PRISON YARD FESTIVAL: MUSIC FROM WITHIN RETURNS TO TAI KWUN, LIBERATING HEARTS AND MINDS THROUGH MUSIC
Tai Kwun Contemporary, Hong Kong
Tai Kwun hosts West-Eastern Divan Ensemble alongside several of Hong Kong’s finest classical musicians to bring audiences eight powerful programmes, most of which take place in the open air in Hong Kong’s idyllic autumn weather.
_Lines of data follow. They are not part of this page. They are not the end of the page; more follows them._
PR #48, opened 2021-09-10
Event mode wfm

nvaytet:
- Add a section in the WFM notebook on how to use the WFM stitching in event mode
- Also add a comparison to a reduction at a beamline without WFM choppers.

### DIFF
--- a/docs/techniques/wfm/reducing-wfm-data.ipynb
+++ b/docs/techniques/wfm/reducing-wfm-data.ipynb
@@ -430,7 +430,7 @@
   {
    "cell_type": "code",
    "execution_count": null,
-   "id": "3561bab0",
+   "id": "5539ed9c",
    "metadata": {},
    "outputs": [],
    "source": [
@@ -440,7 +440,7 @@
   {
    "cell_type": "code",
    "execution_count": null,
-   "id": "c68fce71",
+   "id": "b1a6d98e",
    "metadata": {},
    "outputs": [],
    "source": [
@@ -818,7 +818,7 @@
    "id": "b62325c3",
    "metadata": {},
    "source": [
-    "As written above, the `stitch` routine accepts both histogrammed and binned (event) data.\n",
+    "As explained above, the `stitch` routine accepts both histogrammed and binned (event) data.\n",
     "So stitching the binned data works in the exact same way as above, namely"
    ]
   },
@@ -837,7 +837,7 @@
   },
   {
    "cell_type": "markdown",
-   "id": "57c2cc6d",
+   "id": "63dd9a7c",
    "metadata": {},
    "source": [
     "The `stitch` function will return a data structure with a single bin in the `'tof'` dimension.\n",
@@ -848,7 +848,7 @@
   {
    "cell_type": "code",
    "execution_count": null,
-   "id": "5e04c224",
+   "id": "d2088bd5",
    "metadata": {},
    "outputs": [],
    "source": [
--- a/docs/techniques/wfm/reducing-wfm-data.ipynb
+++ b/docs/techniques/wfm/reducing-wfm-data.ipynb
@@ -98,7 +98,7 @@
    "id": "e39e75dd",
    "metadata": {},
    "source": [
-    "We then proceed to generate two sets of 100,000 events:\n",
+    "We then proceed to generate two sets of 1,000,000 events:\n",
     "- one for the `sample` using the distribution defined above\n",
     "- and one for the `vanadium` which will be just a flat random distribution\n",
     "\n",
@@ -335,7 +335,7 @@
   {
    "cell_type": "code",
    "execution_count": null,
-   "id": "9bb0a7e1",
+   "id": "95ae4c2b",
    "metadata": {},
    "outputs": [],
    "source": [
@@ -544,7 +544,7 @@
   },
   {
    "cell_type": "markdown",
-   "id": "99acb7de",
+   "id": "1bae47c9",
    "metadata": {},
    "source": [
     "We can see that the counts in the `stitched` data agree very well with the original data.\n",
@@ -562,7 +562,7 @@
   {
    "cell_type": "code",
    "execution_count": null,
-   "id": "c4062491",
+   "id": "f53ed106",
    "metadata": {},
    "outputs": [],
    "source": [
@@ -596,7 +596,7 @@
   },
   {
    "cell_type": "markdown",
-   "id": "24a5346b",
+   "id": "2163950f",
    "metadata": {},
    "source": [
     "We then histogram these events to create a new Dataset.\n",
@@ -607,7 +607,7 @@
   {
    "cell_type": "code",
    "execution_count": null,
-   "id": "412960b6",
+   "id": "3502d595",
    "metadata": {},
    "outputs": [],
    "source": [
@@ -638,7 +638,7 @@
   {
    "cell_type": "code",
    "execution_count": null,
-   "id": "090ec557",
+   "id": "5aa17b52",
    "metadata": {},
    "outputs": [],
    "source": [
@@ -647,7 +647,7 @@
   },
   {
    "cell_type": "markdown",
-   "id": "af89eb54",
+   "id": "f214b67d",
    "metadata": {},
    "source": [
     "We then perform the standard unit conversion and normalization"
@@ -656,7 +656,7 @@
   {
    "cell_type": "code",
    "execution_count": null,
-   "id": "df783215",
+   "id": "7baa7f73",
    "metadata": {},
    "outputs": [],
    "source": [
@@ -667,7 +667,7 @@
   },
   {
    "cell_type": "markdown",
-   "id": "a2e74378",
+   "id": "503846a5",
    "metadata": {},
    "source": [
     "In the same manner and in the previous section, we compare to the real neutron wavelengths"
@@ -676,7 +676,7 @@
   {
    "cell_type": "code",
    "execution_count": null,
-   "id": "f756948c",
+   "id": "70d0efd0",
    "metadata": {},
    "outputs": [],
    "source": [
@@ -689,7 +689,7 @@
   {
    "cell_type": "code",
    "execution_count": null,
-   "id": "96a57292",
+   "id": "b087e458",
    "metadata": {},
    "outputs": [],
    "source": [
@@ -707,7 +707,7 @@
   },
   {
    "cell_type": "markdown",
-   "id": "6effb32f",
+   "id": "573e400f",
    "metadata": {},
    "source": [
     "We can see that there is a significant shift between the calculated wavelength of the Bragg edge around $4\\unicode{x212B}$\n",
@@ -718,7 +718,7 @@
   {
    "cell_type": "code",
    "execution_count": null,
-   "id": "59732126",
+   "id": "b0103324",
    "metadata": {},
    "outputs": [],
    "source": [
@@ -736,7 +736,11 @@
     "## Working in event mode\n",
     "\n",
     "It is also possible to work with WFM data in event mode.\n",
-    "The `stitch` utility will accept both histogrammed and binned (event) data. "
+    "The `stitch` utility will accept both histogrammed and binned (event) data.\n",
+    "\n",
+    "We first create a new dataset, with the same events as in the first example,\n",
+    "but this time we bin the data with `sc.bin` instead of using `sc.histogram`,\n",
+    "so we can retain the raw events."
    ]
   },
   {
@@ -773,13 +777,29 @@
    ]
   },
   {
+   "cell_type": "markdown",
+   "id": "5c02a0b1",
+   "metadata": {},
+   "source": [
+    "The underlying events can be inspected by using the `.events` property of our objects:"
+   ]
+  },
+  {
    "cell_type": "code",
    "execution_count": null,
-   "id": "8d648139",
+   "id": "b4a94774",
    "metadata": {},
    "outputs": [],
    "source": [
     "ds_event[\"sample\"].events"
+   ]
+  },
+  {
+   "cell_type": "markdown",
+   "id": "a41e2625",
+   "metadata": {},
+   "source": [
+    "We can visualize this to make sure it looks the same as the histogrammed case above:"
    ]
   },
   {
@@ -793,17 +813,34 @@
    ]
   },
   {
+   "cell_type": "markdown",
+   "id": "2b98d882",
+   "metadata": {},
+   "source": [
+    "As written above, the `stitch` routine accepts both histogrammed and binned (event) data.\n",
+    "So stitching the binned data works in the exact same way as above, namely"
+   ]
+  },
+  {
    "cell_type": "code",
    "execution_count": null,
-   "id": "869a8d95",
+   "id": "b05a0d2e",
    "metadata": {},
    "outputs": [],
    "source": [
     "stitched_event = wfm.stitch(frames=frames,\n",
-    "                      data=ds_event,\n",
-    "                      dim='time',\n",
-    "                      merge_frames=True)\n",
+    "                            data=ds_event,\n",
+    "                            dim='time',\n",
+    "                            merge_frames=True)\n",
     "stitched_event"
+   ]
+  },
+  {
+   "cell_type": "markdown",
+   "id": "eb64ed68",
+   "metadata": {},
+   "source": [
+    "At this point, it may be useful to compare the results of the two different stitching operations."
    ]
   },
   {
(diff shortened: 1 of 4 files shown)


src/ess/wfm/stitch.py
```diff
@@ -4,8 +4,27 @@
...
+
+def _update_source_position(item, frames):
+    coords_or_attrs = None
+    for meta in ["coords", "attrs"]:
+        if "source_position" in getattr(item, meta):
+            coords_or_attrs = meta
+    if coords_or_attrs is None:
+        raise KeyError("'source_position' was not found in metadata.")
+    getattr(item,
+            coords_or_attrs)['source_position'] = frames["wfm_chopper_mid_point"].data
```
SimonHeybrock: Is the reason for removing the source position that `scn.convert` would otherwise use it to compute `L1`?

src/ess/wfm/stitch.py
```diff
@@ -32,26 +51,18 @@ def _stitch_item(item: sc.DataArray, dim: str, frames: sc.Dataset, merge_frames:
...
-        out = sc.DataArray(data=sc.zeros(dims=dims,
-                                         shape=shape,
-                                         variances=item.variances is not None,
-                                         unit=item.unit),
-                           coords={"tof": tof_coord})
-        for group in ["coords", "attrs"]:
-            for key in getattr(item, group):
-                if key != dim:
-                    getattr(out, group)[key] = getattr(item, group)[key].copy()
+        if item.bins is None:
```
SimonHeybrock: Isn't this checked by the top-level function?

src/ess/wfm/stitch.py
```diff
@@ -60,27 +71,79 @@ def _stitch_item(item: sc.DataArray, dim: str, frames: sc.Dataset, merge_frames:
         section.coords['tof'] = section.meta[dim] - frames["time_correction"].data[
             "frame", i]
         del section.meta[dim]
-        # TODO: when scipp 0.8 is released, rename_dims will create a new object.
-        # section = section.rename_dims({dim: 'tof'})
         section.rename_dims({dim: 'tof'})
 
         if merge_frames:
             out += sc.rebin(section, 'tof', out.meta["tof"])
```
SimonHeybrock: Is the `rebin` actually necessary to be included here? Could we just copy into the correct slice of `out` (and `rebin` the whole thing later on, if nicely aligned bins are desired)? Or is the issue that there may be different numbers of bins for different pixels? Or do the frames overlap after applying shifts (and that is why the `+=` is needed, rather than an assignment?)?

src/ess/wfm/stitch.py
```diff
@@ -60,27 +71,79 @@ def _stitch_item(item: sc.DataArray, dim: str, frames: sc.Dataset, merge_frames:
         section.coords['tof'] = section.meta[dim] - frames["time_correction"].data[
             "frame", i]
```
SimonHeybrock: Related to my question about the use of `rebin`: Have you ever considered working with bin centers rather than histograms for the entire stitching procedure, and use `histogram` as the final step? Basically something like:

```python
item.coords['tof'] += time_offset  # also update pulse_time?
stitched = sc.histogram(item, bins=tof_coord)  # assume regions between frames have been offset to be out of range
```

src/ess/wfm/stitch.py
```diff
@@ -60,27 +71,79 @@ def _stitch_item(item: sc.DataArray, dim: str, frames: sc.Dataset, merge_frames:
...
+                           sc.concatenate(frames["time_min"].data["frame", i],
+                                          frames["time_max"].data["frame", i], 'time')
+                       ])
+        piece.bins.coords[
+            'tof'] = piece.bins.meta[dim] - frames["time_correction"].data["frame", i]
+        piece.coords['tof'] = piece.meta['time'] - frames["time_correction"].data[
+            "frame", i]
+        del piece.meta['time']
+        del piece.bins.meta['time']
+        section = piece.events.copy()
```
SimonHeybrock: Why the copy?

src/ess/wfm/stitch.py
```diff
@@ -60,27 +71,79 @@ def _stitch_item(item: sc.DataArray, dim: str, frames: sc.Dataset, merge_frames:
...
+                       edges=[
+                           sc.concatenate(frames["time_min"].data["frame", i],
+                                          frames["time_max"].data["frame", i], 'time')
+                       ])
+        piece.bins.coords[
+            'tof'] = piece.bins.meta[dim] - frames["time_correction"].data["frame", i]
+        piece.coords['tof'] = piece.meta['time'] - frames["time_correction"].data[
+            "frame", i]
+        del piece.meta['time']
+        del piece.bins.meta['time']
```
SimonHeybrock: Can this be done in-place (modifying `time`), such that we avoid the large extra memory allocation for `tof`?

src/ess/wfm/stitch.py
```diff
@@ -60,27 +71,79 @@ def _stitch_item(item: sc.DataArray, dim: str, frames: sc.Dataset, merge_frames:
...
+        section = piece.events.copy()
+        section.rename_dims({'time': 'tof'})
+
+        if merge_frames:
+            if out is None:
+                out = section
+            else:
+                out = sc.concatenate(out, section, 'tof')
```
SimonHeybrock: This is expensive. Can we modify the events in-place instead?

- Instead of extracting individual frames using `bin` (in line 100), do not use a `for` loop, but just use `bin` to cut into frames (but keep everything in the same data array).
- Use in-place coord modification to apply offsets.
- Use (a single) `bin` to map into new `tof` bins and drop events between frames.

SimonHeybrock (commented):
Didn't look at the notebook yet, just the code. Some questions and potential ideas for improvement:

src/ess/wfm/stitch.py
nvaytet: Yes, that is the reason. I guess you are suggesting to just directly set `L1` instead?

SimonHeybrock: Yes.

docs/techniques/wfm/reducing-wfm-data.ipynb
```diff
@@ -98,11 +98,11 @@
...
    "metadata": {},
    "source": [
-    "We then proceed to generate two sets of 100,000 events:\n",
+    "We then proceed to generate two sets of 1,000,000 events:\n",
     "- one for the `sample` using the distribution defined above\n",
-    "- and one for the `background` which will be just a flat random distribution\n",
+    "- and one for the `vanadium` which will be just a flat random distribution\n",
     "\n",
-    "For the events in both `sample` and `background`,\n",
+    "For the events in both `sample` and `vanadium`,\n",
```
OwenArnold, line 105: In the view/plot step below. Are we sufficiently sure that users would have encountered the binned data and histogram concepts before? If not you could either:
* point them at the corresponding introductions in `scipp` in the introduction markdown
* briefly introduce the concepts.

docs/techniques/wfm/reducing-wfm-data.ipynb
```diff
@@ -114,7 +114,7 @@
    "metadata": {},
    "outputs": [],
    "source": [
-    "nevents = 100_000\n",
+    "nevents = 1_000_000\n",
```
OwenArnold, line 117: Not directly related to these changes, but you refer to `slopes` in some of the calculations. These are just `velocities` on a time-distance diagram. I think these would be better terms.

docs/techniques/wfm/reducing-wfm-data.ipynb
```diff
@@ -532,21 +536,397 @@
...
+   "cell_type": "code",
+   "execution_count": null,
+   "id": "3502d595",
+   "metadata": {},
+   "outputs": [],
+   "source": [
+    "tmin = min([item[\"arrival_times\"].values.min() for item in events_no_wfm.values()])\n",
+    "tmax = max([item[\"arrival_times\"].values.max() for item in events_no_wfm.values()])\n",
+    "\n",
+    "dt = 0.1 * (tmax - tmin)\n",
```
OwenArnold, line 618: What is 0.1 in this context? How did you select it?

docs/techniques/wfm/reducing-wfm-data.ipynb
```diff
@@ -532,21 +536,397 @@
...
+    "time_coord_no_wfm = sc.linspace(dim='tof',\n",
+    "                         start=tmin - dt,\n",
+    "                         stop=tmax + dt,\n",
+    "                         num=257,\n",
```
OwenArnold, line 622: We have 257 bins, where did this come from?

docs/techniques/wfm/reducing-wfm-data.ipynb
```diff
@@ -532,21 +536,397 @@
...
+   "metadata": {},
+   "outputs": [],
+   "source": [
+    "for item in events.values():\n",
+    "    item[\"valid_times\"] = item[\"arrival_times\"].values[item[\"valid_indices\"]]\n",
+    "\n",
+    "tmin = min([item[\"valid_times\"].min() for item in events.values()])\n",
+    "tmax = max([item[\"valid_times\"].max() for item in events.values()])\n",
+    "\n",
+    "dt = 0.1 * (tmax - tmin)\n",
```
OwenArnold, line 760: Same question as above

docs/techniques/wfm/reducing-wfm-data.ipynb
```diff
@@ -532,21 +536,397 @@
...
+   "source": [
+    "sc.plot(ds_event.bins.sum())"
+   ]
+  },
+  {
+   "cell_type": "markdown",
+   "id": "2b98d882",
+   "metadata": {},
+   "source": [
+    "As written above, the `stitch` routine accepts both histogrammed and binned (event) data.\n",
```
OwenArnold:
```suggestion
    "As explained above, the `stitch` routine accepts both histogrammed and binned (event) data.\n",
```

src/ess/wfm/stitch.py
```diff
@@ -32,26 +51,18 @@ def _stitch_item(item: sc.DataArray, dim: str, frames: sc.Dataset, merge_frames:
...
-            for key in getattr(item, group):
-                if key != dim:
-                    getattr(out, group)[key] = getattr(item, group)[key].copy()
+        if item.bins is None:
+            out = sc.DataArray(data=sc.zeros(dims=dims,
+                                             shape=shape,
+                                             variances=item.variances is not None,
+                                             unit=item.unit),
+                               coords={"tof": tof_coord})
+            _populate_coords(item, out, dim)
```
OwenArnold: keyword args rather than positional would be useful esp given in-place operation.

src/ess/wfm/stitch.py
```diff
@@ -60,27 +71,79 @@ def _stitch_item(item: sc.DataArray, dim: str, frames: sc.Dataset, merge_frames:
...
+
+        if merge_frames:
+            if out is None:
+                out = section
+            else:
+                out = sc.concatenate(out, section, 'tof')
+        else:
+            _populate_coords(item, section, dim)
+            _update_source_position(section, frames)
+            out[f"frame{i}"] = section
```
OwenArnold, line 122: just return here, and then you can avoid subsequent `if merge_frames` condition below.

OwenArnold (changes requested):
Overall looks good. Most of my comments are minor.

src/ess/wfm/stitch.py
```diff
@@ -60,27 +71,79 @@ def _stitch_item(item: sc.DataArray, dim: str, frames: sc.Dataset, merge_frames:
...
     if merge_frames:
-        getattr(
-            out,
-            coords_or_attrs)['source_position'] = frames["wfm_chopper_mid_point"].data
+        _update_source_position(out, frames)
 
     return out
 
 
+def _stitch_event_data(item: sc.DataArray, dim: str, frames: sc.Dataset,
```
OwenArnold: There seem to be no corresponding unit tests to cover the event stitching cases.

src/ess/wfm/stitch.py
nvaytet: @SimonHeybrock  How would you handle, in a nice way, the cases where you need to set `L1` (because you will use `scatter=True` in the conversion later), and when you need to set `Ltotal` (because you need `scatter=False` for imaging)?
Any good ideas?

src/ess/wfm/stitch.py
nvaytet: yes, rebin is need because there is a small amount of overlap.

docs/techniques/wfm/reducing-wfm-data.ipynb
nvaytet: Just to add a bit of padding. It's already used further up the notebook.

docs/techniques/wfm/reducing-wfm-data.ipynb
nvaytet: The same number as further up the notebook, when WFM choppers are in use. No particular reason for tha number and notebook should work if you modify it.

src/ess/wfm/stitch.py
nvaytet: yes, no unit tests for event data yet. Need to add them.

src/ess/wfm/stitch.py
SimonHeybrock: Not really. I think it might be better to use a special WFM unit conversion graph (instead of adding coords to hit the correct branch inn the standard graph), which would not look for `source_position` but something like `wfm_chopper_position`.

src/ess/wfm/stitch.py
```diff
@@ -4,94 +4,130 @@
...
-            coords_or_attrs)['source_position'] = frames["wfm_chopper_mid_point"].data
+    _update_source_position(out, frames)
 
     return out
 
 
+def _stitch_event_data(item: sc.DataArray, dim: str, frames: sc.Dataset, new_dim: str,
+                       bins: Union[int, sc.Variable]) -> Union[sc.DataArray, dict]:
+
+    # Note: it's better to have frame as the inner dim and pixels as the outer dims
```
SimonHeybrock: This comment seems unrelated to the line after?

src/ess/wfm/stitch.py
```diff
@@ -4,94 +4,130 @@
...
+                       to=dim)
+
+    binned = sc.bin(item, edges=[edges])
+
+    for i in range(frames.sizes["frame"]):
+        binned[dim, i * 2].bins.coords[dim] -= frames["time_correction"].data["frame",
+                                                                              i]
+
+    binned.bins.coords[new_dim] = binned.bins.coords[dim]
+    del binned.bins.coords[dim]
```
SimonHeybrock: This would go wrong if `new_dim == dim`, which does not seem too unlikely, I suppose if we just load raw data using, say, `load_nexus` we get `dim='tof'`, which is also what we want as a target dim.

src/ess/wfm/stitch.py
```diff
@@ -4,94 +4,130 @@
...
+
+    binned.masks['frame_gaps'] = (sc.arange(dim, 2 * frames.sizes["frame"] - 1) %
+                                  2).astype(sc.dtype.bool)
+
+    new_edges = sc.concatenate(
+        (frames["time_min"]["frame", 0] - frames["time_correction"]["frame", 0]).data,
+        (frames["time_max"]["frame", -1] - frames["time_correction"]["frame", -1]).data,
+        new_dim)
+    return sc.bin(binned, edges=[new_edges], erase=[dim])
```
SimonHeybrock: Similar to above comment we should consider support `new_dim == dim`?

src/ess/wfm/stitch.py
nvaytet: Ok, so for now I will just keep the modification of the `source_position` and change it once we have the transform coord graphs in the unit conversion.

docs/techniques/wfm/reducing-wfm-data.ipynb
nvaytet: I'm not really sure where to point them to? It could be a large portion of the scipp docs pages.

docs/techniques/wfm/reducing-wfm-data.ipynb
nvaytet: I had `slopes` because they go along `intercepts`.
I think `velocities` and `intercepts` is a little weird?

docs/techniques/wfm/reducing-wfm-data.ipynb
nvaytet: done

docs/techniques/wfm/reducing-wfm-data.ipynb
OwenArnold: I think your intercepts correspond to distances at which the paths would cross. So the term intercept, as in intercept point would still work. Nevertheless this is too minor to worry much about, it can go in as is.

tests/wfm/stitch_test.py
```diff
@@ -93,42 +109,62 @@ def _do_stitching_on_beamline(wavelengths):
...
-        _check_lambda_inside_resolution(wavelengths['wavelength', i],
-                                        dlambda_over_lambda, rebinned)
+        _check_lambda_inside_resolution(wavelengths['event', i],
+                                        dlambda_over_lambda,
+                                        stitched,
+                                        event_mode=event_mode)
 
 
-def test_stitching_on_beamline_bad_wavelength():
+@pytest.mark.parametrize("event_mode", [False, True])
```
OwenArnold, line 151: 👍

SimonHeybrock (approved):

OwenArnold (approved):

After the success of last year’s festival, Tai Kwun is bringing Prison Yard Festival: Music from within back for its second year. Spanning November 20th to November 30th 2023, for 10 days, Tai Kwun’s Prison Yard will be transformed into a performance space, where music wafts above the imposing background of the granite-textured prison structure. Guests can immersive themselves in the tranquil and intimate atmosphere, as music melts in and out of walls that were built to imprison, reimagined as eager spectators to free expression. Music lovers are invited to be moved by the liberating power of performance, as it engages humanity’s primal response to music as its passport, and the act of communal music-making as a form of intuitive diplomacy.
Prison Yard Festival: Music from within brings together like-minded musicians, talented instrumentalists, composers, performers, and audiences to create and share music in and around the walls of the former prison. 8 wide-ranging programmes will be presented, including the West-Eastern Divan Ensemble debut performance in Hong Kong, the principal players of which originate from an orchestra formed with a profound commitment to peace in the Middle East.
Emanating from deep in Tai Kwun, Music from within commences inside the JC Cube with a chance to gain insight into the West-Eastern Divan Ensemble’s approach to music-making from the Arab and Israeli musicians of the group, in conversation with Dr Joanna Lee. The ensemble's approach is heavily intertwined with their mission to break once-thought insurmountable boundaries by rehearsing, performing, collaborating and touring together, playing side-by-side in the shared pursuit of a musical ideal. The ensemble’s founding philosophy – a call for a peaceful solution in the Middle East, and the conversation followed by two concerts on the Prison Yard stage exemplify the musicians’ shared commitment to peace and reconciliation.
Hong Kong-born pianist Chiyan Wong, fresh from his performance at Paris’s Théâtre des Champs-Elysées and the premiere of his new feature-length concert film Encore!, gives the piano recital format a distinctly personal twist in a perfect reflection of an artist driven by insatiable curiosity and an appetite challenging conventions. Revisiting a Mozart piano concerto from the perspective of the celebrity composer-as-performer, Chiyan riffs with the string players of the West-Eastern Divan Ensemble in Mozart and leads us into the superhuman virtuosity of Paganini and Liszt. And by broadening the musical spectrum from the French baroque to the jazz-inflected 1920s, Chiyan highlights one of music’s most enduring sources – dance, whether it’s a courtly gavotte from Versailles or a Charleston from a smoke-filled cabaret in Berlin.
On the night of the November full moon, Hong Kong pianist Shelley Ng presents her own, highly personal response to Beethoven’s Moonlight Sonata, and throughout the Festival, 100 metronome on the Laundry Steps remind us why, even on the 100th anniversary of his birth, the music of György Ligeti remains truly avant-garde.
Over the weekend, the Prison Yard stage is given to a talented group of Hong Kong’s next generation classical musicians. Under the mentorship of some of Hong Kong’s finest musicians and visiting guest artists, they will curate their own daytime concerts from the repertoire which they have been working on.
West to east meanderings closes this year’s Prison Yard Festival with an uplifting musical trek. The music of JS Bach is the Magnetic North that fixes the compass of every classical musician, and violinist Wang Liang firmly establishes this point of departure before inviting his Hong Kong Philharmonic colleagues to ruminate with Brahms at his most elegiac and then follow Bartok’s footsteps in folk dances across Transylvania, Romania and Turkey, glimpsing the Arab world and culminating in the raucous celebration of a Jewish wedding.
Each evening concert in the Prison Yard will be preceded by short “pre-concert” performance on the Laundry Steps, each of which includes a performance of the notorious Poème Symphonique for 100 metronomes, in a centenary salute to the birth of avant-garde Hungarian composer György Ligeti.
Tai Kwun’s Prison Yard Festival: Music from within runs from 20 November to 30 November 2023; tickets for the programmes are available at URBTIX and art-mate.net. Please visit the Tai Kwun website for the programme details.